(DATASET EXTRACT Opens)
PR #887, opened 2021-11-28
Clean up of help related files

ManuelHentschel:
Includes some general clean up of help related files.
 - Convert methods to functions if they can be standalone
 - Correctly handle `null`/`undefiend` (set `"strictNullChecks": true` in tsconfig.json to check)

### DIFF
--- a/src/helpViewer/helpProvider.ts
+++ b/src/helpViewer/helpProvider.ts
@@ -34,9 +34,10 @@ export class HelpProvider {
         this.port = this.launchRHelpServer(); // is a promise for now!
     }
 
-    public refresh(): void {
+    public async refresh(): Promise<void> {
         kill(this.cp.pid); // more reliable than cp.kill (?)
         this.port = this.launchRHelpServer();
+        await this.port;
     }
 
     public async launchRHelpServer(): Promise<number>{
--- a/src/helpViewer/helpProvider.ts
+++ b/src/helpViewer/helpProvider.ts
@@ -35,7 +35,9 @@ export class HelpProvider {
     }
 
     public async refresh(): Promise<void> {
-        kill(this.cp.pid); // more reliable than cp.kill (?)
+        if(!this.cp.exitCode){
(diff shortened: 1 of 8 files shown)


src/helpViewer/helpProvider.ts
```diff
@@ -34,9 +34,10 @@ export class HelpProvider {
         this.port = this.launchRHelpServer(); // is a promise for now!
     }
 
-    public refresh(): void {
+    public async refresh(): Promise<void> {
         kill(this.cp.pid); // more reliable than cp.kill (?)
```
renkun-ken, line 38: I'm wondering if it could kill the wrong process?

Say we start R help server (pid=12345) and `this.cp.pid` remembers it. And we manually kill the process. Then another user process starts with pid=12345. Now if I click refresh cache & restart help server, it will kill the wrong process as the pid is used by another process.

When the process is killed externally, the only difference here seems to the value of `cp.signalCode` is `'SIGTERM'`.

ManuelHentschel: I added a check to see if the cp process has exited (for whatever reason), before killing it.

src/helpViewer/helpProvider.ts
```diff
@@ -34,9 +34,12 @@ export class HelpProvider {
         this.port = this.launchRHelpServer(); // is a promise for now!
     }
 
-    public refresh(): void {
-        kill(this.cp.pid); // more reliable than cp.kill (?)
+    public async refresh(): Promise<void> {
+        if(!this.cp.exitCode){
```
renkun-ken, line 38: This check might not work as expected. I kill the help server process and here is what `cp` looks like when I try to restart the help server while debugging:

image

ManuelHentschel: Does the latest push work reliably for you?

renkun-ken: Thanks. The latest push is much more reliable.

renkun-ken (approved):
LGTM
(DATASET EXTRACT Closes)
(DATASET EXTRACT Opens)
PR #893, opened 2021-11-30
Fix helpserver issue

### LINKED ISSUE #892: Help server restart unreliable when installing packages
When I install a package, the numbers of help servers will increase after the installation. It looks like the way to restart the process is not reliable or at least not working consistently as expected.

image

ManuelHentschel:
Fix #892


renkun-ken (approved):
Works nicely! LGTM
(DATASET EXTRACT Closes)
Every line above with the word "export" belongs in the answer, copied as written.

### [SOLUTION TO THIS TASK]
@@ -34,9 +34,10 @@ export class HelpProvider {
@@ -35,7 +35,9 @@ export class HelpProvider {
@@ -34,9 +34,10 @@ export class HelpProvider {
@@ -34,9 +34,12 @@ export class HelpProvider {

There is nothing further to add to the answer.